OWASP Top 10 Project has issued the release candidate of its 2021 version of the famous appsec risks rating for open discussion. I have read it with great pleasure and I want to share some of my thoughts. tl;dr: I like it very much, and I wish it would not change until the official release, except for a minor nuance of SSRF occupying A10.
A bit of history from an OWASP insider. OWASP Top 10 is, by all means, the best-known OWASP Project. For some inexperienced audiences, it is equivalent to the whole OWASP. This is incorrect, of course, but it is nonetheless the case.
We have a joke among OWASP members, it goes like this. While our target audiences are software developers, managers, and security professionals, most of these people don’t know what OWASP is. But those who think they know what it is, think it’s OWASP Top 10.
Jokes aside, OWASP Top 10 has a massive impact on the industry. And like many influential things, this impact is good when the tool is applied correctly and not so good otherwise.
The reason for the negative impact of the Top 10 is simple. Many readers treat OWASP Top 10 (2017 and prior) as a security standard, which it is not. Top 10 is instead an awareness material written, structured, and illustrated to introduce Application Security to the interested audience. It contains information about the most prevalent application security risks. But adherence to it as a standard does not guarantee any substantial security. Simply because it is a Top 10 of hundreds of security risks, some of which could be much more severe than those that made it to the top.
Nonetheless, it is neat and nice and useful, which is why it is so popular. As a result, it is catchy, which brings the marketers in. Lo and behold, we have OWASP Top 10 Security Audits, Vulnerability Scanners, and Penetration Tests offered by security vendors and consulting companies. This is absolute nonsense, but who cares? The OWASP successful brand name and its flagship project sell well, and there are people eager to exploit the situation. It often becomes absurd when companies announce tenders with a requirement to conduct a network and social engineering pentest according to OWASP Top 10. Or even more so when customers ask if an OWASP Top 5 pentest would be twice cheaper than the OWASP Top 10 one.
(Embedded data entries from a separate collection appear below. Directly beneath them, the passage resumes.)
PR #3469, opened 2022-02-07
feat: parse `@counter-style`

alexander-akait:
**Description:**

feat - parse `@counter-style` at-rule https://developer.mozilla.org/en-US/docs/Web/CSS/@counter-style

**BREAKING CHANGE:**

Yes, new types

No

### DIFF
--- a/crates/swc_css_codegen/src/lib.rs
+++ b/crates/swc_css_codegen/src/lib.rs
@@ -86,6 +86,7 @@ where
             AtRule::Viewport(n) => emit!(self, n),
             AtRule::Document(n) => emit!(self, n),
             AtRule::ColorProfile(n) => emit!(self, n),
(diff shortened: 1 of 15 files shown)


crates/swc_css_codegen/src/lib.rs
```diff
@@ -834,7 +835,33 @@ where
         emit!(self, n.name);
         formatting_space!(self);
         punct!(self, "{");
-        self.emit_list(&n.block, ListFormat::NotDelimited)?;
```
alexander-akait, line 837: Fixed bug

alexander-akait, line 837: Fixed bug

kdy1 (approved):
Thanks.
I didn't know that this rule exists 🤣

PR #3473, opened 2022-02-07
respect inline config when swcrc is false

RiESAEX:
**Description:**
1. add a rc to auto detection jsx
2. only try to find and merge `.swcrc` when `Options.swcrc = true`
3. merge `TsConfig.dts` and `TsConfig.no_early_errors`

**BREAKING CHANGE:**
since the second poiint change the behavior of `process_js_with_custom_pass`, it may break a lot of things, like rust api, js api and cli. 
I took a brief look at cli, and it seemed use `swcrc=true` by default, so I guess it is fine

#3374

### DIFF
--- a/crates/swc/tests/projects.rs
+++ b/crates/swc/tests/projects.rs
@@ -898,3 +898,81 @@ fn opt_source_file_name_1() {
 
     assert!(map.contains("entry-foo"));
 }
+
+#[test]
+fn auto_detect_jsx() {
+    testing::run_test2(false, |cm, handler| {
+        let c = swc::Compiler::new(cm.clone());
+
+        let fm = cm
+            .load_file(Path::new("tests/projects/jsx/input.jsx"))
+            .expect("failed to load file");
+
+        c.process_js_file(
+            fm,
+            &handler,
+            &Options {
+                swcrc: true,
+                ..Default::default()
+            },
+        )
+        .expect("failed to process file");
+        Ok(())
+    })
+    .unwrap()
+}
+
+#[test]
+fn should_not_merge() {
+    testing::run_test2(false, |cm, handler| {
+        let c = swc::Compiler::new(cm.clone());
+
+        let fm = cm
+            .load_file(Path::new("tests/projects/merge/1/input.tsx"))
+            .expect("failed to load file");
+
+        c.process_js_file(
+            fm,
+            &handler,
+            &Options {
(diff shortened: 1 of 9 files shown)


kdy1 (changes requested):
Can you add some tests?

crates/swc/tests/projects.rs
```diff
@@ -898,3 +898,81 @@ fn opt_source_file_name_1() {
...
+
+        c.process_js_file(
+            fm,
+            &handler,
+            &Options {
+                swcrc: true,
+                config: Config {
+                    jsc: JscConfig {
+                        syntax: Some(Syntax::Typescript(TsConfig {
+                            tsx: false,
```
kdy1, line 964: I think the test is wrong?
`tsx` from `.swcrc` will override this `tsx: false`, and it's current behavior.

kdy1: I think the test should fail, so using a js api test system can be a solution.

kdy1 (changes requested):
Thanks!

crates/swc/tests/projects.rs
RiESAEX: when `swcrc: true`,it keeps current behaviror.

kdy1: Does the current code ignore inline config when swcrc does not exists?
I don't think it's the case as there are some js api tests.

RiESAEX: if swcrc does not exists it become false since `#[serde(default)]`,
them it will only use inline config and for field not exist in string, serde use `default::Default`.
the test of `dynamic_tsx.mjs` pass because we also adjust at it here, should I remove it?
https://github.com/swc-project/swc/blob/d065cb15bf4c98acb28ee8263487a7c04085626c/crates/node/src/transform.rs#L46

kdy1: I don't think so. If an extension is `.tsx`, I think `tsx` should be enabled.
But I'm not sure about other options.

kdy1: Hmm... Is there a reason `.tsx` is used for non-tsx files?

kdy1: If I remember correctly, we added automatic tsx because otherwise, we need to duplicate the whole config in `.swcrc`. (With different regex)

Issue #3424, opened 2022-02-02
Minification - Missing `reserved` mangle option


bogy0:
### Describe the feature

Do not mangle property names listed in the `reserved` array as you can see in [Terser's documentation](https://terser.org/docs/api-reference.html#mangle-options).

```
{
  "jsc": {
    "minify": {
      "mangle": { 
         reserved: ['firstLongName']
      }
    }
  }
}
```

### Additional context

In our codebase we have some reserved function names which later in our build process we try to match to post-process it. Without the `reserved` option we are not able to use SWC to minify our code.

We would be grateful for this feature or a workaround suggestion.

kdy1:
Fixed by https://github.com/swc-project/swc/pull/3476

PR #3476, opened 2022-02-07
(feat): Add `reserved` mangle option to minifier

williamtetlow:
**Description:**
Adds the `reserved` mangle option to the minifier config.

```js
{
  "jsc": {
    "minify": {
      "mangle": { 
         reserved: ['firstLongName']
      }
    }
  }
}
```

**BREAKING CHANGE:**

https://github.com/swc-project/swc/issues/3424


crates/swc_ecma_minifier/src/pass/mangle_names/preserver.rs
```diff
@@ -104,7 +116,7 @@ impl Visit for Preserver {
         n.visit_children_with(self);
 
         if let Pat::Ident(i) = n {
-            if self.should_preserve {
+            if self.should_preserve || self.is_reserved(&i.id) {
```
williamtetlow, line 119: Question: Do we think reserved identifiers should apply to private identifiers too?

crates/swc_ecma_minifier/src/option/mod.rs
```diff
@@ -60,6 +60,9 @@ pub struct MangleOptions {
 
     #[serde(default, alias = "safari10")]
     pub safari10: bool,
+
+    #[serde(default, alias = "reserved")]
+    pub reserved: Vec<String>,
```
kdy1, line 65: I think it's better to use `JsWord` here.

kdy1: You can read about it at https://rustdoc.swc.rs/swc_atoms/

crates/swc_ecma_minifier/src/pass/mangle_names/preserver.rs
```diff
@@ -24,6 +24,12 @@ pub(super) struct Preserver {
     in_top_level: bool,
 }
 
+impl Preserver {
+    fn is_reserved(&self, ident: &Ident) -> bool {
+        self.options.reserved.contains(&ident.sym.to_string())
```
kdy1, line 29: `&ident.sym.to_string()` needlessly allocates and drops the memory right away.
This will be fixed if you change type to the `JsWord`

crates/swc_ecma_minifier/src/pass/mangle_names/preserver.rs
kdy1: I don't think so, but I prefer following behavior of terser.

crates/swc_ecma_minifier/src/pass/mangle_names/private_name.rs
```diff
@@ -5,11 +5,15 @@ use swc_ecma_ast::*;
 use swc_ecma_utils::{ident::IdentLike, Id};
 use swc_ecma_visit::{as_folder, noop_visit_mut_type, Fold, VisitMut, VisitMutWith};
 
-pub fn private_name_mangler(keep_private_props: bool) -> impl Fold + VisitMut {
+pub fn private_name_mangler(
+    keep_private_props: bool,
+    reserved: Vec<String>,
```
kdy1, line 10: `JsWorrd` would be better.

crates/swc_ecma_minifier/src/pass/mangle_names/private_name.rs
```diff
@@ -18,6 +22,8 @@ struct PrivateNameMangler {
     private_n: usize,
 
     renamed_private: AHashMap<Id, JsWord>,
+
+    reserved: Vec<String>,
```
kdy1, line 26: Same here.

kdy1 (changes requested):
Thanks

crates/swc_ecma_minifier/src/pass/mangle_names/preserver.rs
williamtetlow: I checked the behaviour of terser and `reserved` and `properties.reserved` do not apply to private props so removed this logic

crates/swc_ecma_minifier/src/option/mod.rs
williamtetlow: Thanks for the link! 

Updated to use `JsWord`. I also updated the existing `properties.reserved` to use it too https://github.com/swc-project/swc/pull/3476/files#diff-b40213014998d084ab9d7c55540e0646fb34d56f60e8d400edf83457c78bb5c8R72

crates/swc_ecma_minifier/src/pass/mangle_names/preserver.rs
williamtetlow: resolved in c12701c9208b636d660ef23458d9aaf87706d2bc

crates/swc_ecma_minifier/src/pass/mangle_names/private_name.rs
williamtetlow: resolved in c12701c9208b636d660ef23458d9aaf87706d2bc

crates/swc_ecma_minifier/src/pass/mangle_names/private_name.rs
williamtetlow: resolved in c12701c9208b636d660ef23458d9aaf87706d2bc

kdy1 (approved):
Thank you!

PR #3477, opened 2022-02-07
feat: implement all `<dimension>` types

alexander-akait:
**Description:**

Refactor `<dimension>`, now we have all CSS types - https://www.w3.org/TR/css-values-4/#lengths and https://www.w3.org/TR/css-values-4/#other-units

We will use grammar parsing and for better minification - `1000ms` == `0.1s`, I will start to implement first transformations in `swc_css_minifier` when we merge it

**BREAKING CHANGE:**

Yes

No


crates/swc_css_parser/src/parser/value/mod.rs
```diff
@@ -637,7 +637,43 @@ where
         let span = self.input.cur_span()?;
 
         if !is!(self, Dimension) {
-            return Err(Error::new(span, ErrorKind::Expected("Dimension")));
+            return Err(Error::new(span, ErrorKind::Expected("dimension token")));
+        }
+
+        match cur!(self) {
+            Token::Dimension { unit, .. } => {
+                match &*unit.to_ascii_lowercase() {
```
kdy1, line 645: This code seems bit problematic, as we don't use value of `&*unit.to_ascii_lowercase()`.

crates/swc_css_parser/src/parser/value/mod.rs
```diff
@@ -637,7 +637,43 @@ where
...
+                    // <length>
+                    _ if is_length_unit(unit) => Ok(Dimension::Length(self.parse()?)),
```
kdy1, line 647: I think it should be`unit if is_length_unit(unit)`?

kdy1 (changes requested):

alexander-akait:
@kdy1 Done :+1:

kdy1 (approved):
Thanks!

Issue #3309, opened 2022-01-19
Support `swc_common::GLOBALS` in plugin


kwonoj:
### Describe the bug

Context: 

https://github.com/swc-project/swc/blob/f5af22ef716db76a39ea22cc88f3f92745fb4aad/crates/swc_common/src/syntax_pos/hygiene.rs#L66-L69

https://github.com/swc-project/swc/blob/f5af22ef716db76a39ea22cc88f3f92745fb4aad/crates/swc_common/src/syntax_pos/hygiene.rs#L99-L102

Similar to https://github.com/swc-project/swc/issues/3308, runtime should support `globals` in the plugin.

### Expected behavior

-

### Version

master TOT

kdy1:
We can create a special wrapper type which is `scoped-tls` if it's not a wasm build or `plugin-mode` is not enabled, and which calls `__emit_diagnostic` if it's wasm build and `plugin-mode` is enabled.
With this way, we can reduce work and provide identical API while testing/publishing.

PR #3478, opened 2022-02-08
feat(swc/plugin): support global HANDLER in plugin context

kwonoj:
**Description:**

Followup changes to https://github.com/swc-project/swc/issues/3308 to support better ergonomics around sharing host context.

This PR follows suggested discussion from https://github.com/swc-project/swc/issues/3309#issuecomment-1020968828. PR creates / exports global `HANDLER` to the plugin side by resembling existing scoped_thread_local's interface (specifically, `HANDLER.with`) with existing emitter in the plugin's side. Primary goal for this change is preserving user ergonomics around `HANDLER`: as test case updated, now either plugin or host would use `HANDLER.with` with provided `swc_common::Handler` for same interfaces. 

One of change to support those was lazy initialization of HANDLER in plugin's context via oncecell. This allows us to create a proper handler per each plugin's context. It requires having stub sync impl, however we know plugin will not require thread safety at all.

**BREAKING CHANGE:**
Pretty much unused, but `HostContext` is removed again.

- https://github.com/swc-project/swc/issues/3308

### DIFF
--- a/crates/swc_common/src/errors/diagnostic_builder.rs
+++ b/crates/swc_common/src/errors/diagnostic_builder.rs
@@ -27,7 +27,10 @@ use tracing::debug;
 #[derive(Clone)]
 pub struct DiagnosticBuilder<'a> {
     pub handler: &'a Handler,
+    #[cfg(not(feature = "plugin-mode"))]
     pub(crate) diagnostic: Box<Diagnostic>,
+    #[cfg(feature = "plugin-mode")]
+    pub diagnostic: Box<Diagnostic>,
     allow_suggestions: bool,
 }
 
--- a/crates/swc_plugin/src/context.rs
+++ b/crates/swc_plugin/src/context.rs
@@ -1,17 +1,21 @@
-use swc_common::{errors::Diagnostic, plugin::Serialized};
+use swc_common::plugin::Serialized;
 
 extern "C" {
     fn __emit_diagnostics(bytes_ptr: i32, bytes_ptr_len: i32);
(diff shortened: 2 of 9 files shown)


crates/swc_common/src/errors/diagnostic_builder.rs
```diff
@@ -27,7 +27,10 @@ use tracing::debug;
 #[derive(Clone)]
 pub struct DiagnosticBuilder<'a> {
     pub handler: &'a Handler,
+    #[cfg(not(feature = "plugin-mode"))]
     pub(crate) diagnostic: Box<Diagnostic>,
+    #[cfg(feature = "plugin-mode")]
+    pub diagnostic: Box<Diagnostic>,
```
kwonoj, line 33: Exposing this for https://github.com/swc-project/swc/pull/3478/files#diff-4912e1065d4d9582db46d3a9a3b1ab8319c874737534bcaa725ff35f8b75b0d9R18 only to let plugin send diagnostic created via Handler into host.

crates/swc_plugin/src/context.rs
```diff
@@ -1,46 +1,28 @@
...
-}
-
-/// A struct contains set of utility fn to access host environment inside
-/// of plugin. This is being used for certain operations such as sending
-/// diagnostics back to the host.
-pub struct HostContext {
-    pub diagnostics: Diagnostics,
-}
-
-impl HostContext {
```
kwonoj, line 34: I've retired hostcontext for now as its usage is practically empty for now.

kdy1 (approved):
Great work! LGTM.

PR #3479, opened 2022-02-08
fix(es/module): hoist export

### LINKED ISSUE #3439: Named exports not triggering hoisting
### Describe the bug

We just detected one of our compiled files failing when ran with the following error 

```
cannot access xxx before initialization
```

After a bit of researching, it seems that the code that triggered it was a named export being used before its initialization, this however did not fail with `esbuild` or `tsc`.

I managed to find one big difference in the outputs of `tsc` and `swc` with this test case

```js
// repro case
export { foo }
const foo = 123

// tsc
"use strict";
exports.foo = void 0;
const foo = 123;
exports.foo = foo;

// swc
"use strict";
exports.foo = void 0;
exports.foo = foo;
const foo = 123;
```

Both were tried with the following options
- target: es2019
- module: commonjs

Both transpilation outputs were taken from the playgrounds.

This looks like a bug to me?
Thanks for the time reviewing this!

### Expected behavior

It seems that `swc` is failing to hoist the const definition compared to `tsc` , expected behavior would be what `tsc` is doing

### Version

1.2.136

magic-akari:
**Description:**

**BREAKING CHANGE:**

- fix #3439


magic-akari:
Hi, @kdy1 .
There are some points that I'd like to confirm.

https://github.com/swc-project/swc/blob/484cd92959118d7d8d89b8db742c193b3b024829/crates/swc/src/config/mod.rs#L1058-L1067

Why `import_hoister ` is needed since it is `ModuleConfig::Es6`?

kdy1:
Oh, it's not required, as runtime will hoist it anyway.

magic-akari:
Not all issues have been fixed.

There are some case with `ExportDefaultDecl`. Should we hoist the it as well?

```javascript
foo = 1;
export default function foo() {}
foo = 2;
```

[babel output](https://babeljs.io/repl#?browsers=chrome%2045&build=&builtIns=false&corejs=false&spec=false&loose=false&code_lz=GYexAIF5wRgbgFAFMAeAHEAnALuAJksAIYCuANrsCQHYDG2AliNeKCABQCU4A3gL4I2UcACZEQA&debug=false&forceAllTransforms=false&shippedProposals=false&circleciRepo=&evaluate=false&fileSize=false&timeTravel=false&sourceType=module&lineWrap=true&presets=env&prettier=true&targets=&version=7.17.1&externalPlugins=&assumptions=%7B%7D)
```javascript
"use strict";

  value: true
});
exports.default = foo;
exports.default = foo = 1;

function foo() {}

exports.default = foo = 2;

```

[swc output](https://play.swc.rs/?version=1.2.137&code=H4sIAAAAAAAAA0vLz1ewVTC05kqtKMgvKlFISU1LLM0pUUgrzUsuyczPU0jLz9fQVKiu5UoDqzSyBgDdFa2gMgAAAA%3D%3D&config=H4sIAAAAAAAAA0WMSwrDMAxE76K1t93kDj2EcJXg4B8aBWqM714bUrKSmPdmOp3wtHWqrBBdH1o2%2FtJG4hPDa6hGbmoz2jlChiNjPcSWgtdksRTITR2lkMPe1pIvqaoAD%2BJ8xL855lAqn2sFnazVeVcllXyCxjN0lwPet216yfgBCKaI9boAAAA%3D)
```javascript
"use strict";
    value: true
});
exports.default = foo;
foo = 1;
function foo() {}
exports.default = foo = 2;

```

crates/swc/src/config/mod.rs
```diff
@@ -1057,52 +1057,61 @@ impl ModuleConfig {
...
+                            base,
+                            root_mark,
+                            config,
+                            Some(scope),
+                        )
                     ))
                 }
             }
             Some(ModuleConfig::Umd(config)) => {
+                let base_pass = module_hoister();
```
kdy1, line 1090: Seems like this let can be moved to the `else` block?

kdy1 (changes requested):
Thanks!

crates/swc/src/config/mod.rs
magic-akari: Here is wrong.
But it should also be handled in the if clause, right?

kdy1: What do you mean by here is wrong?

magic-akari: I just updated it.

kdy1 (approved):
Thanks!

tmayr:
Wanted to say thanks for the quick response and fix to the bug!

PR #3481, opened 2022-02-08
feat(es/lint): dot-notation rule implementation

ArturAralin:
**Description:**

feat(es/lint): dot-notation rule implementation

**BREAKING CHANGE:**
No


crates/swc_ecma_lints/src/rules/dot_notation.rs
```diff
@@ -0,0 +1,189 @@
...
+use std::{
+    fmt::{self, Debug},
+    sync::Arc,
+};
+use swc_common::{collections::AHashSet, errors::HANDLER, sync::Lazy, SourceMap, Span};
+use swc_ecma_ast::*;
+use swc_ecma_visit::{noop_visit_type, Visit, VisitWith};
+
+static KEYWORDS: Lazy<AHashSet<&'static str>> = Lazy::new(|| {
+    let mut keywords: AHashSet<&'static str> = AHashSet::default();
```
kdy1, line 17: We already has a list for keywords.

kdy1: See: https://rustdoc.swc.rs/swc_ecma_ast/trait.IdentExt.html

crates/swc_ecma_lints/src/rules/dot_notation.rs
```diff
@@ -0,0 +1,189 @@
...
+        let dot_notation_config = config.get_rule_config();
+
+        Self {
+            expected_reaction: *config.get_rule_reaction(),
+            allow_keywords: dot_notation_config.allow_keywords.unwrap_or(true),
+            source_map,
+            pattern: dot_notation_config
+                .allow_pattern
+                .as_ref()
+                .map(|patter| Regex::new(patter).unwrap()),
```
kdy1, line 134: I think it's better to have a cache for regex.

kdy1: Also, can you improve the error message?
`unwrap()` will fail with a bad error message, so `expect()` with a good error message is preferable.

crates/swc_ecma_lints/src/rules/dot_notation.rs
```diff
@@ -0,0 +1,189 @@
...
+
+        self.emit_report(span, quote_type, prop_name);
+    }
+}
+
+impl Visit for DotNotation {
+    noop_visit_type!();
+
+    fn visit_member_prop(&mut self, member: &MemberProp) {
+        if let Some(prop) = member.as_computed() {
```
kdy1, line 175: `if let MemberProp::Computed(prop). = member`
would be better

crates/swc_ecma_lints/src/rules/dot_notation.rs
```diff
@@ -0,0 +1,189 @@
...
+            match prop.expr.as_ref() {
```
kdy1, line 176: Can you use `&*prop.expr` instead?

kdy1 (changes requested):
Thanks!

crates/swc_ecma_lints/src/rules/dot_notation.rs
ArturAralin: > I think it's better to have a cache for regex.

How I can cache regex in this case? Static mutable hash map?

kdy1: You can refer to https://github.com/swc-project/swc/blob/5e82640b42c11b07973b2849347570b643137018/crates/swc/src/config/mod.rs#L871-L905

ArturAralin: Thanks

crates/swc_ecma_lints/src/rules/dot_notation.rs
```diff
@@ -0,0 +1,143 @@
...
+            match &*prop.expr {
+                Expr::Lit(Lit::Str(lit_str)) => {
+                    let quote_type = resolve_string_quote_type(&self.source_map, lit_str).unwrap();
+
+                    self.check(prop.span, quote_type, &*lit_str.value);
+                }
+                Expr::Member(member) => {
+                    member.visit_children_with(self);
+                }
+                _ => {}
```
kdy1, line 139: I think we need `prop.visit_with(self)` is required.

kdy1 (changes requested):
Mostly LGTM. Thanks!

crates/swc_ecma_lints/src/rules/dot_notation.rs
ArturAralin: Why?

kdy1: Because `foo[call(my['var'])]` will not be handled otherwise.

ArturAralin: Oh.. I fixed it and add your example as test case

kdy1 (approved):
Thanks!

PR #3483, opened 2022-02-08
fix(ecma/parser): disallow opt chain as assign target

Austaras:
**Description:**

Only identifier and property access is valid assignment target

**BREAKING CHANGE:**
No


kdy1 (dismissed):
Thanks!

kdy1:
Can you run `UPDATE=1 cargo test` on the parser crate?

kdy1 (approved):

PR #3484, opened 2022-02-08
Refactor names

alexander-akait:
**Description:**

Refactor code:
- Rename `percent` to `percentage` according spec https://www.w3.org/TR/css-values-4/#percentages
- Rename `*Identifier` to `Ident`/`CustomIdent`/`DashedIdent` as in spec https://www.w3.org/TR/css-values-4/#textual-values
- Move some at-rules to own files
- `base.rs` is not contains base types for CSS (we need to move at-rules too, but it will be in future, after we finish refactor at-rules)

**BREAKING CHANGE:**

Yes

No


kdy1 (dismissed):

kdy1:
Can you rebase?

alexander-akait:
Yep, WIP

alexander-akait:
@kdy1 Done :+1:

kdy1 (approved):

PR #3925, opened 2022-03-09
feat(es/minifier): remove pure calls

Austaras:
**Description:**

remove call/new/tagged tempalte with `/*#__PURE__*/` comments. However
```js
class A extends B {}
```
still cannot be removed in es5 target. It's because we use exact same ident for the `var A` and `function A`
```js
var A = function(B) {
    "use strict";
    _inherits(A, B);
    var _super = _createSuper(A);
    function A() {
        _classCallCheck(this, A);
        return _super.apply(this, arguments);
    }
    return A;
}(B);
```
However, we cannot change any of them. If we change `var A` to private_ident, all reference outside class would be broken. And if we set `function A` to private_ident, function name would unnecessarily change.

**BREAKING CHANGE:**


kdy1 (approved):
Thanks!

---

swc-bump:
 - swc_ecma_minifier

PR #3927, opened 2022-03-09
fix(es/module): correct return value of suffix update expression

magic-akari:
**Description:**

A regression is introduced in #3909.
This pull request correct the return value of exported suffix update expression.

**BREAKING CHANGE:**


kdy1 (approved):
LGTM. Thank you!

---

swc-bump:
 - swc_ecma_transforms_module

PR #3933, opened 2022-03-09
Fix todos

alexander-akait:
**Description:**

Fix bugs and handle more values in properties.

**BREAKING CHANGE:**

No

No


crates/swc_stylis/tests/fixture/animation/output.css
```diff
@@ -40,8 +40,7 @@ animation-direction: alternate-reverse;
 -moz-animation: rotation-reverse;
 -o-animation: rotation-reverse;
 animation: rotation-reverse;
--webkit-animation: rotation-reverse reverse;
--moz-animation: rotation-reverse reverse;
--o-animation: rotation-reverse reverse;
```
alexander-akait, line 45: We should not prefix them, because reverse is part of new spec and will not work in prefixes

kdy1 (approved):
LGTM. Thanks!

---

swc-bump:
 - swc_css_utils
 - swc_stylis

PR #3937, opened 2022-03-10
fix(es): Don't create `.swc` if not required

kdy1:
**Description:**

**BREAKING CHANGE:**


kdy1 (commented):
swc-bump:
 - swc

PR #3939, opened 2022-03-10
feat(es/transform/compat): add pure comments for class fields keys

### LINKED ISSUE #3718: Private name generated weak map/set should be marked as pure
### Describe the bug

So compressor could remove them

### Input code

```typescript
class A {
    #b = 123
}
```

### Config

_No response_

### Playground link

https://play.swc.rs/?version=1.2.144&code=H4sIAAAAAAAAA0vOSSwuVnBUqOZSAALlJAVbBUMjY65aAMgGJ8gYAAAA&config=H4sIAAAAAAAAA21TQZLjIAz8C%2BccdvYwhzxgq%2BawtU%2BgCAiHrAGXJDJxpfL3FbaD7WRvqOkWUkvc1YWsOt7VYJAA64nGxOamjgpsNGQxDKwOQhPIm57goAYMV8Pwlf6cLmBZHRkLPA6KDXbAVUk%2Ff3x8iqrPmaDpYkjBj%2FUNm%2BOAQFTPIioRElPjGcT8TXPagzrl3INJb7E2pENi6ABXqc19bwYCfTXYFPU1g4Fy2kGFwekB87CVJxc45CRhAx0Yp212ayMuoPQdrrAhSR4hJZLi9qCDU%2Bm66u38NFxNX8S%2BFt8mK%2BTRpjvnQKx9SfQCLdXOwhmaG11YwWsELpienEsOaefFXwCpszdEycRN%2FRPuZRZ7pv8PKyQvg%2BSxoTLltaoEnTSnQ%2FCtw1o1IAdoJARXLNQO7Zp8AXcNUXCgwXuxu4npO7A9b6ricYDs273YZvw6hDnUz6Xao3UP3sBfUhZv57Hg0fD5FaMxnnL%2FliICn7N7g8UJzq8gygrfhle0JAfiM7jNRaEaLr8tmtS1XXtUILtSgftkyPQNP9Vj%2FXbPHaHfC3FK9A8VB8qvAgQAAA%3D%3D

### Expected behavior

should output empty string

### Actual behavior

output `new WeakMap()`

### Version

1.2.144

### Additional context

_No response_

Austaras:
**Description:**

**BREAKING CHANGE:**

closes #3718


kdy1:
Does this close https://github.com/swc-project/swc/issues/3718?

kdy1 (approved):
swc-bump:
 - swc_common
 - swc_ecma_transforms_compat --breaking

Austaras:
Oh, comments for dummy span needs to be preserved for other tools to consume.

crates/swc_common/src/syntax_pos.rs
```diff
@@ -423,6 +434,20 @@ impl Span {
             }
         }
     }
+
+    /// Dummy span, both position are extremely large numbers so they would be
+    /// ignore by sourcemap, but can still have comments
+    pub fn dummy_with_cmt() -> Self {
+        GLOBALS.with(|globals| {
+            globals.dummy_cnt.fetch_add(1, Ordering::SeqCst);
```
kdy1, line 442: Can't we use the return value of this?
We can add `1` after fetching it.

crates/swc_common/src/syntax_pos.rs
```diff
@@ -237,6 +242,12 @@ impl Span {
     /// Returns `true` if this is a dummy span with any hygienic context.
     #[inline]
     pub fn is_dummy(self) -> bool {
+        self.lo.0 == 0 && self.hi.0 == 0 || self.lo.0 >= DUMMY_RESERVE
+    }
+
+    /// Returns `true` if this is a dummy span with any hygienic context.
+    #[inline]
+    pub fn is_dummy_with_cmt(self) -> bool {
```
kdy1, line 250: I think this name is the reverse of the actual impl?

How about `is_dummy_ignoring_cmt`?

crates/swc_common/src/syntax_pos.rs
kdy1: Seems like you missed this?

Austaras: I don't know much about atomics, but if two threads fetch_add at same time, wouldn't they get same return value?

kdy1: No, fetch-add is a single atomic instruction and if `atomic` here means all operations of multiple threads are synchornized, and the unit is `fetch + add`.

So other thread cannot perform anything about this data (in memory) between `fetch` and `add`

kdy1 (approved):
Thanks!

PR #3946, opened 2022-03-10
feat(common): Implement a pretty error reporter

### LINKED ISSUE #2860: Pretty-formatted diagnostics
### Describe the feature

Context: https://discord.com/channels/889779439272075314/889780921002246154/912939004159221790

Current diagnostics output from swc is good. But I'm curious if we have prettier output similar to what rust cli, or some other cli offer. Something looks like https://twitter.com/_lrlna/status/1462797187276939268 can be a good reference example. 

Actually above error diagnostics is from https://github.com/zkat/miette - if we could adapt it without heavy modification it may be a good way to go. Unfortunately we may need features like https://github.com/zkat/miette/issues/64 as far as know to utilize it. 

This issue is tracking purpose to casually look for possible approaches to achieve diagnostics report. It should be fine to use some external libs or if we build it for ourselves. @kdy1 suggested 

> we may implement ansi Handler and result would be similar

as possible alternative we can consider.

_No response_

### Additional context

_No response_

kdy1:
**Description:**

 - Closes #2860.

# Preview

image


kdy1 (commented):
swc-bump:
 - swc --breaking
 - testing --breaking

So, as bad as it gets, OWASP Top 10 is a de facto standard used or rather misused by many people. And here comes the magic trick. The changes in the OWASP Top 10 2021 version make it applicable as an actual security standard. For instance, they have added a whole Insecure Design section and some conceptual threats often overlooked by development teams. Because, let’s face it, for many of them, application security starts with a third-party pentest.
The Top 10 2021 is more mature as a standard, or better to say, it finally resembles a standard. And I am sure that this fact is already causing a lot of pain and suffering to the marketing people. How would your cloud vulnerability super-duper next-generation magick stick scan for weak or insecure logging (A09) or insecure architecture design (A04)? One damage control strategy could be announcing that 2021 is too high-level and the solution sticks to 2017. Or implementing only a subset of tests and calling it a day. I am all attention, and I am stockpiling popcorn, waiting for the show to begin.
As I said, I am a big fan of OWASP Top 10 2021. The deliverable is so next-level, I cannot describe it in words. The wording, writing style, ease of comprehension are paramount. The elegance of introducing new concepts to a reader is unprecedented. The progress is evident, inspiring, and delightful to my eyes. And if sneaking it into the broadest possible adoption and then upgrading to a fully-fledged cybersecurity framework was actually intended, I salute the project team’s social engineering and strategic planning skills. Sun Tzu would be proud of you.
I am eager to use OWASP Top 10 2021 in our work at BSG, and I cannot wait for its official release. Take care.